Goal of the exercise | Find every line in the records below that contains the word "Based", and copy each such line.

Records for the task |
PR #32208, opened 2023-08-01
CI: install Woo plugin for Jetpack integration tests

samiff:
## Proposed changes:

**WIP**

The end goal is to have CI run WooCommerce/Jetpack integration tests. Those handful of tests are currently gated by the presence of `JETPACK_TEST_WOOCOMMERCE=1`. More discussion in PR comments.

Also see #32331 which is working on the unit tests and allowing local runs from Jetpack CLI.

### Other information:

## Jetpack product discussion
Internal: p1690561196958079-slack-CBG1CP4EN

No.

## Testing instructions:

TBD.


samiff:
The end goal is to have CI run WooCommerce/Jetpack integration tests. I'm guessing that the tests that depend upon `JETPACK_TEST_WOOCOMMERCE=1` haven't been utilized for some time now (e.g., some of the require [paths](https://github.com/Automattic/jetpack/blob/baafa0aeb303362fda77b978fb87cb1167edb9d9/projects/plugins/jetpack/tests/php/sync/test_class.jetpack-sync-woocommerce.php#L36) hint at a previous WooCommerce repo structure -- that one is now in `tests/legacy`).

For current and future Woo/Jetpack integration tests, I _think_ we'd want a built copy of the WooCommerce plugin, but I could be wrong about that as I'm not sure how these tests were being run previously. Things will bail early for unbuilt versions:

- https://github.com/woocommerce/woocommerce/blob/34a8273268efb26a30c0ec4da80e2c51ab8b68cf/plugins/woocommerce/woocommerce.php#L27-L29
- https://github.com/woocommerce/woocommerce/blob/4ff45b55c5058e5e83c42176ae593f145856ed00/plugins/woocommerce/src/Autoloader.php#L30-L35

If we do want a built version, that goes a bit beyond the initial scope of just git cloning things over and would need to check with team on the best way to accomplish that (i.e. differing pnpm/node versions, how long it takes to build, etc.)

zinigor:
That's a good point - building it would add a lot to the process. But can we instead checkout the current stable tag from the WordPress.org SVN? For example, currently parsing [readme.txt](https://plugins.svn.wordpress.org/woocommerce/trunk/readme.txt) gives us 7.9.0 as a stable version, we can just clone it from SVN:
https://plugins.svn.wordpress.org/woocommerce/tags/7.9.0/

zinigor:
Sorry, didn't mean to close it, missed the button.

.github/files/setup-wordpress-env.sh
```diff
@@ -129,6 +129,28 @@ for PLUGIN in projects/plugins/*/composer.json; do
 	echo "::endgroup::"
 done
 
+# Install WooCommerce plugin used for some Jetpack integration tests.
+# Todo: check the require paths being used by the Woo tests, they may need updating since the Woo repo structure changed.
+# Todo: what to check so this only runs when Jetpack will be tested?
+# Todo: what PHP_VERSION variable is considered "default"?
+if [[ "$WP_BRANCH" == "latest" && "$PHP_VERSION" == "8.2" ]]; then
```
zinigor: Actually, now that I think of it - if we're using the latest WordPress here from trunk, maybe we can also use WooCommerce from trunk. One caveat is that we'll be introducing another source of possible blockers.

zinigor: No, actually trunk is pretty stable. Judging by the [revision log](https://plugins.trac.wordpress.org/log/woocommerce/trunk), trunk mostly gets updated to RC versions, which may be even better for us - we'll test against WooCommerce code getting ready to be shipped.

samiff: > But can we instead checkout the current stable tag from the WordPress.org SVN?

@zinigor The problem with grabbing the prebuilt Woo plugin from svn/zip is that it won't contain the [/tests](https://github.com/woocommerce/woocommerce/tree/trunk/plugins/woocommerce/tests) directory. Some of the Sync integration tests use those files for [example](https://github.com/Automattic/jetpack/blob/afe1444b9cbad70f595d1d5f64999248b86e7b79/projects/plugins/jetpack/tests/php/sync/test_class.jetpack-sync-woocommerce.php#L26).

I wonder how bad of an idea it would be grab the build for the latest version, and then additionally grab the matching `/tests` and combine the two 🤔

zinigor: I think that's still a better solution than building WooCommerce :)

.github/files/setup-wordpress-env.sh
```diff
@@ -129,6 +129,28 @@ for PLUGIN in projects/plugins/*/composer.json; do
...
+	echo "::group::Installing plugin WooCommerce into WordPress"
+	cd "/tmp"
+	git clone --depth=1 https://github.com/woocommerce/woocommerce.git
+	cd "/tmp/woocommerce"
```
sdixon194: Are we already in the `tmp` folder here? Can we just `cd /woocommerce`?

.github/files/setup-wordpress-env.sh
```diff
@@ -129,6 +129,28 @@ for PLUGIN in projects/plugins/*/composer.json; do
...
+
+	# Todo: figure out how to build Woo or an alternative.
+	start_time=$(date +%s)
+	pnpm run --filter=woocommerce build # Will fail due to pnpm/node version mismatch, also will want to see how long build takes.
+	end_time=$(date +%s)
+	elapsed_time=$((end_time - start_time))
+	echo "Elapsed install time: $elapsed_time seconds"
+	# Copy the built Woo plugin with included '/tests' dir to WordPress.
+	cp -r "/tmp/woocommerce/plugins/woocommerce" "/tmp/wordpress-$WP_BRANCH/src/wp-content/plugins"
```
sdixon194: Same here, are we already in `tmp`?

.github/files/setup-wordpress-env.sh
samiff: @zinigor I've given that a try and updated the PR. So there is now the built Woo plugin directory with the `/tests` dir added manually. Things are not so "plug & play" though 😅 

You can see the recent test failures [here](https://github.com/Automattic/jetpack/actions/runs/5766034900/job/15633214216?pr=32208). Just looking at the first one there:

```
1) WP_Test_Jetpack::test_partner_codes_are_added_to_authorize_url with data set "subsidiary_code" ('subsidiary', 'jetpack_partner_subsidiary_id', 'subsidiaryId')
  Error: Call to undefined method Automattic\Jetpack\Status\Host::get_calypso_env()
  
  /tmp/wordpress-latest/src/wp-content/plugins/jetpack/class.jetpack.php:4557
  /tmp/wordpress-latest/src/wp-includes/class-wp-hook.php:308
  /tmp/wordpress-latest/src/wp-includes/plugin.php:205
  /tmp/wordpress-latest/src/wp-content/plugins/woocommerce/vendor/automattic/jetpack-connection/src/class-manager.php:1858
  /tmp/wordpress-latest/src/wp-content/plugins/jetpack/class.jetpack.php:4514
  /tmp/wordpress-latest/src/wp-content/plugins/jetpack/tests/php/general/test_class.jetpack.php:1041
```

Makes me wonder if there is going to be an issue with the Jetpack packages used by Woo?

samiff:
@chrisbliss18 This PR is currently grabbing the latest Woo build, and manually adding the [woocommerce/plugins/woocommerce/tests](https://github.com/woocommerce/woocommerce/tree/trunk/plugins/woocommerce/tests) folder.

You can see the test results under `PHP tests: PHP 8.2 WP latest`: https://github.com/Automattic/jetpack/actions/runs/5813114307/job/15759977108?pr=32208

Based on your recent comment [here](https://github.com/Automattic/jetpack/pull/32331#issuecomment-1669983008), would you be able to help with this PR as far as getting the integration tests passing? Thought I'd check with you before trying to poke at them.

chrisbliss18:
> @chrisbliss18 This PR is currently grabbing the latest Woo build, and manually adding the [woocommerce/plugins/woocommerce/tests](https://github.com/woocommerce/woocommerce/tree/trunk/plugins/woocommerce/tests) folder.
> 
> You can see the test results under `PHP tests: PHP 8.2 WP latest`: https://github.com/Automattic/jetpack/actions/runs/5813114307/job/15759977108?pr=32208
> 
> Based on your recent comment [here](https://github.com/Automattic/jetpack/pull/32331#issuecomment-1669983008), would you be able to help with this PR as far as getting the integration tests passing? Thought I'd check with you before trying to poke at them.

@samiff I know how to fix a couple of the failing tests up. As seen [here](https://github.com/Automattic/jetpack/pull/32331/files#diff-9b04bcdb7eb76565eda3fe38b35d256c629272bd89da150c47ebd8f986222267L204) in my changes, a couple of the tests just need the int changed to a string. I confirmed that a string is the correct type for those values.

As for the other failing tests, I wasn't able to fix them up quickly, so I just cheaped out to skip them as I worked on the other changes. I can dig back in and find a way to get them to work as expected however.

Would you like me to push changes to this PR to fix up these tests?

samiff:
> Would you like me to push changes to this PR to fix up these tests?

That'd be great! Like you said, we can always swing back to take a look at the other tests 👍

.github/files/setup-wordpress-env.sh
```diff
@@ -133,6 +133,43 @@ for PLUGIN in projects/plugins/*/composer.json; do
 	echo "::endgroup::"
 done
 
+# Install WooCommerce plugin used for some Jetpack integration tests.
+# Todo: check the require paths being used by the Woo tests, they may need updating since the Woo repo structure changed.
+# Todo: what to check so this only runs when Jetpack will be tested?
```
anomiex: First you'd want to update https://github.com/Automattic/jetpack/blob/38d1aa2ea475761eabb98666329f1feeaadd94ad/.github/workflows/tests.yml#L87-L89 to add
```yaml
        env:
          CHANGED: ${{ steps.changed.outputs.projects }}
```
to pass the data into the script via the environment.

Then you could do like this to check for Jetpack-the-plugin
```sh
if [[ "$WP_BRANCH" == "latest" && "$PHP_VERSION" == "8.2" ]] &&
    jq --argjson changed "$CHANGED" -ne '$changed["plugins/jetpack"] // false' > /dev/null
then
```

.github/files/setup-wordpress-env.sh
```diff
@@ -133,6 +133,43 @@ for PLUGIN in projects/plugins/*/composer.json; do
...
+# Todo: what PHP_VERSION variable is considered "default"?
```
anomiex: Currently the best way to determine that is probably something like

Your solution |
Based on your recent comment [here](https://github.com/Automattic/jetpack/pull/32331#issuecomment-1669983008), would you be able to help with this PR as far as getting the integration tests passing? Thought I'd check with you before trying to poke at them.
> Based on your recent comment [here](https://github.com/Automattic/jetpack/pull/32331#issuecomment-1669983008), would you be able to help with this PR as far as getting the integration tests passing? Thought I'd check with you before trying to poke at them.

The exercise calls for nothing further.